Sebuah analisis baru dari catatan medis lebih dari 5.5 juta orang dewasa yang lebih tua dirawat di panti jompo antara 2011 dan 2014 menunjukkan bahwa mereka yang menderita delirium menghadapi peningkatan risiko kematian. Mereka juga lebih cenderung diterima kembali ke rumah sakit.

"Setelah masuk perawatan pasca-akut, setidaknya ada 4 persen pasien yang menderita delirium," kata Cyrus Kosar, seorang mahasiswa pascasarjana di Brown University yang memimpin penelitian tersebut dan mempresentasikan hasilnya di Pertemuan Tahunan Riset Kesehatan Academy di Boston. "Kita harus berusaha memperbaiki perawatan untuk pasien spesifik ini karena berisiko tinggi."

Delirium terkadang disalahpahami, bahkan di kalangan penyedia layanan kesehatan. Ini tidak kronis, yang merupakan perbedaan utama dari demensia.

Delirium terkadang disalahpahami, bahkan di kalangan penyedia layanan kesehatan. Sering diamati di antara pasien rawat inap - terutama yang lebih tua - ini adalah penurunan fungsi kognitif akut yang mungkin tampak datang dan pergi, kadang-kadang dalam hitungan jam. Ini tidak kronis, yang merupakan perbedaan utama dari demensia, degenerasi terminal jangka panjang, progresif, fungsi otak.
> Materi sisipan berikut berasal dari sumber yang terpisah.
PR #278, opened 2015-07-31
Update cstrike module - 2

Arkshine:
This patch does the following
* Added some known constants from CS, a `cstrike_const.inc` has been created for the occasion.
* Added `cs_get_item_id` native to get a `CSI_` value from a given alias, `weapon_` or `item_`
* Added `cs_get_translated_item_alias()` native to get an item name (classname) from a given alias
* <strike>Added `CS_OnGetItemPrice` forward to be called after an user bought an item and got it, but before money is used. That's it, you can change the original price value. This param by ref could have been implemented in `CS_OnBuy` but for practical, design, and technical reasons, this is a bad idea.</strike>
* Fixed an issue with `CS_OnBuy`, while testing buying ammos, I've noticed forward would be called only one time and not for all ammos given. It's because the first time forward is triggered by the command, but afterwards game is looping internally to give as much as possible.
* Fixed more things, check 2964d261038156d1625ab576b5d1381987346f1a
* Added `cs_get_weapon_info()` native which gives various information about a weapon (only), like weapon/clip cost, clip size on buy, clip size of gun, max rounds and ammo type. It's likely not worth to add a set_ version since such data comes from a static array used for alias command only.
* Added `cs_find_ent_by_owner()` native because the engine version is used often and this makes sense we add the same for CS.
* Added `cs_get_weapon_class()` and `cs_is_valid_itemid()` stocks for convenience

I need to check/test this more, especially the around the alias to make sure values are correct, but created PR in hoping my retardness will be caught and fixed.


plugins/include/amxconst.inc
```diff
@@ -154,6 +155,18 @@ public stock const Float:NULL_VECTOR[3];
 #define CSW_VEST            31  // Custom
 #define CSW_VESTHELM        32  // Custom
 #define CSW_SHIELDGUN       99
+#define CSW_LAST_WEAPON     CSW_P90
+
+stock const CSW_ALL_WEAPONS      = (~(1<<CSW_VEST));
```
xPaw: Why aren't these in cstrike_const?

Arkshine: Well, you have native like `get_user_weapon` in core which doesn't need cstrike be included and I thought that it's too late to move them, since some old plugins could fail to be recompiled.
We could `cstrike_const.inc` could be included in this file, so sure if it makes sense though.

xPaw: Yeah, moving all cstrike related consts into cstrike_const.inc and just including it would make sense.

gamedata/modules.games/game.cstrike.txt
```diff
@@ -99,5 +107,338 @@
...
+				"c90"
+				{
+					"itemid"    "30"  // CSW/I_P90
+					"classid"    "4"  // CS_WEAPONCLASS_SUBMACHINEGUN
+				}
+			}
+
+			"BuyEquip"
+			{
+                "hegren"
```
Nextra: tab/space inconsistency

modules/cstrike/cstrike/CstrikeNatives.cpp
```diff
@@ -1737,6 +1739,164 @@ static cell AMX_NATIVE_CALL cs_find_ent_by_class(AMX* amx, cell* params)
...
+		edict_t *pev = G_HL_TypeConversion.cbase_to_edict(pEntity);
+
+		if (!FNullEnt(pev) && pev->v.owner == pOwner)
+		{
+			int index = ENTINDEX(pev);
+
+			if (index != -1)
+			{
+				return index;
+			};
```
Nextra: style

Nextra:
should be fine now

Arkshine:
I actually did not finish to refactor code around forward as I've spotted some specific issues related to ammos and things  not being blocked when forward is in blocking-mode. Will push soon.

Nextra:
CS really doesn't want you messing with this.

Sylvert0:
@Arkshine  what happends with CS_NORESET from #287 ?

Arkshine:
@Sylvert0 Do you mean the constant which has magically disappeared? Why it's gone, I'm not sure...

Sylvert0:
@Arkshine yes

modules/cstrike/cstrike/CstrikeHacks.cpp
```diff
@@ -207,182 +219,199 @@ DETOUR_DECL_MEMBER0(GiveDefaultItems, void)  // void CBasePlayer::GiveDefaultIte
...
 	{
-		DETOUR_MEMBER_CALL(AddAccount)(amount, bTrackChange);
+		BlockMoneyUpdate = false;
+		return;
 	}
-	// Shield is blocked.
-	// We need to hook EmitSound to block pickup sound played right after.
-	else if (CurrentItemId == CSI_SHIELDGUN)
+
+	DETOUR_MEMBER_CALL(AddAccount)(amount, bTrackChange);
```
Sylvert0: In the ReGameDLL_CS the function AddAccount have an additional param, causing the server to crash.

AMXX: AddAccount(int amount, bool bTrackChange)
ReGameDLL_CS: AddAccount(int amount, RewardType type, bool bTrackChange)

https://github.com/s1lentq/ReGameDLL_CS/search?p=1&q=AddAccount

I use @_ZN11CBasePlayer10AddAccountEi10RewardTypeb for AddAccount on the file amxmodx/data/gamedata/modules.games/custom/game.cstrike.txt

Mistrick: With ReGameDLL try to use [ReAPI](https://github.com/s1lentq/reapi) instead cstrike.

Arkshine: Not sure why s1lent broke the compatibility with the original version.

Not something you can fix with gamedata alone, the module needs to be updated. That's not going to happen, for now, therefore your choices are either you add yourself the missing argument where the function is detoured in the code, you use ReGameDLL API, or as said above you're using ReAPI.

Sylvert0: I try to compile it adding the additional param, but i have an error:

```
[7536] c++ -pipe -fno-strict-aliasing -Wall -Werror -Wno-uninitialized -Wno-unused -Wno-switch -Wno-format -Wno-format-security -m32 -fvisibility=hidden -Wno-parentheses -g3 -ggdb3 -Wno-invalid-offsetof -std=c++11 -fvisibility-inlines-hidden -fno-exceptions -fno-rtti -D_LINUX -DPOSIX -DLINUX -DAMX_NOPROPLIST -DPAWN_CELL_SIZE=32 -DAMXMODX_BUILD -DAMXX_USE_VERSIONLIB -DAMXX_GENERATED_BUILD -I /root/amxx/build/includes -I /root/amxx/amxmodx/support/versionlib -I /root/amxx/amxmodx/public -I /root/amxx/amxmodx/public/sdk -I /root/amxx/amxmodx/public/amtl -I /root/amxx/amxmodx/public/amtl/amtl -I /root/amxx/amxmodx/public/memtools -I /root/amxx/amxmodx/third_party -I /root/amxx/amxmodx/third_party/hashing -I /root/amxx/amxmodx/third_party/zlib -I /root/amxx/amxmodx/third_party/hashing -H -c /root/amxx/amxmodx/third_party/hashing/hashers/sha256.cpp -o hashers_sha256.o
Traceback (most recent call last):
  File "/usr/bin/ambuild", line 27, in <module>
    main()
  File "/usr/bin/ambuild", line 23, in main
    if not run.Build(os.path.abspath(folder), options, argv):
  File "/usr/lib/python2.6/site-packages/ambuild2/run.py", line 103, in Build
    return cx.Build()
  File "/usr/lib/python2.6/site-packages/ambuild2/context.py", line 128, in Build
    return self.build_internal()
  File "/usr/lib/python2.6/site-packages/ambuild2/context.py", line 163, in build_internal
    if not builder.update():
  File "/usr/lib/python2.6/site-packages/ambuild2/builder.py", line 108, in update
    success = tm.run()
  File "/usr/lib/python2.6/site-packages/ambuild2/task.py", line 553, in run
    self.spewResult(message)
  File "/usr/lib/python2.6/site-packages/ambuild2/task.py", line 489, in spewResult
    util.WriteEncodedText(sys.stderr, message['stderr'])
  File "/usr/lib/python2.6/site-packages/ambuild2/util.py", line 428, in WriteEncodedText
    fd.write(text)
UnicodeEncodeError: 'ascii' codec can't encode character u'\xf3' in position 38: ordinal not in range(128)
```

Kondisi ini dapat disebabkan oleh penyakit parah seperti infeksi yang masih ada, dehidrasi, sedasi, atau pencampuran atau pemberian obat yang tidak tepat.


grafis berlangganan batin


"Delirium pada dasarnya adalah sinyal yang baik untuk pasien yang sakit atau untuk pasien yang tidak mendapatkan perawatan yang mereka butuhkan," kata Kosar, yang bekerja dengan Vince Mor dan Kali Thomas dari Sekolah Kesehatan Masyarakat.

Peneliti lain telah menemukan bahwa hasil kesehatan di antara pasien dengan delirium lebih buruk saat berada di rumah sakit daripada pada orang tanpa delirium. Dalam kasus ini, Kosar dan Thomas ingin melihat dampak delirium pada hasil perawatan akut pasca-perawatan.

"Ada kemungkinan besar pasien yang dirawat pasca perawatan akut dengan delirium berasal dari perawatan akut dengan delirium, jadi mungkin kita menangkap sekelompok pasien dengan delirium yang tidak terselesaikan," kata Kosar.

Periset melakukan analisis dengan melihat dataset nasional perawatan di rumah jompo, yang akhir-akhir ini mulai memerlukan penilaian terstruktur tentang delirium. Untuk mengumpulkan catatan, petugas rumah sakit mengukur beragam karakteristik demografi dan kesehatan pada pasien yang masuk, termasuk delirium dengan menggunakan Metode Penilaian Kebingungan standar. Secara keseluruhan, sampel mereka termasuk 5.58 juta pasien berusia 65 atau lebih tua yang dirawat di panti jompo untuk perawatan pasca-akut.

Dari semua pasien, lebih dari 1.1 juta mengalami demensia, namun bahkan setelah perhitungan statistik untuk penurunan kognitif dan masalah kesehatan lainnya (serta usia, jenis kelamin dan faktor lainnya), pasien dengan delirium menghadapi risiko kesehatan yang lebih besar.

Angka kematian setelah hari 30 adalah 16 persen di antara mereka yang menderita delirium dibandingkan dengan 6 persen (2.3 yang disesuaikan secara statistik berisiko lebih besar). Resiko masuk kembali ke rumah sakit dalam waktu satu bulan juga lebih tinggi: 21 persen untuk lansia dengan delirium vs 15 persen di antara mereka yang tanpa (risiko 1.4 kali).

Di antara pasien delirium yang pulang ke rumah setelah masuk rumah jompo, tingkat pemulihan fungsional mereka (penurunan ketergantungan untuk aktivitas sehari-hari yang diukur dengan skala standar) lebih rendah: 49 persen vs. 60 persen (17 yang disesuaikan secara statistik persen lebih rendah kesempatan).

Para periset mengatakan bahwa temuan tersebut dapat membantu petugas kesehatan di rumah sakit mengetahui bahwa sejumlah besar pasien mereka mungkin datang dengan kelainan dan bahwa taruhannya untuk pasien tersebut sangat tinggi. Mengidentifikasi dan menangani itu bisa menyelamatkan jiwa dan pasien cadangan (dan perusahaan asuransi mereka) dari pembacaan ulang yang tidak perlu ke rumah sakit.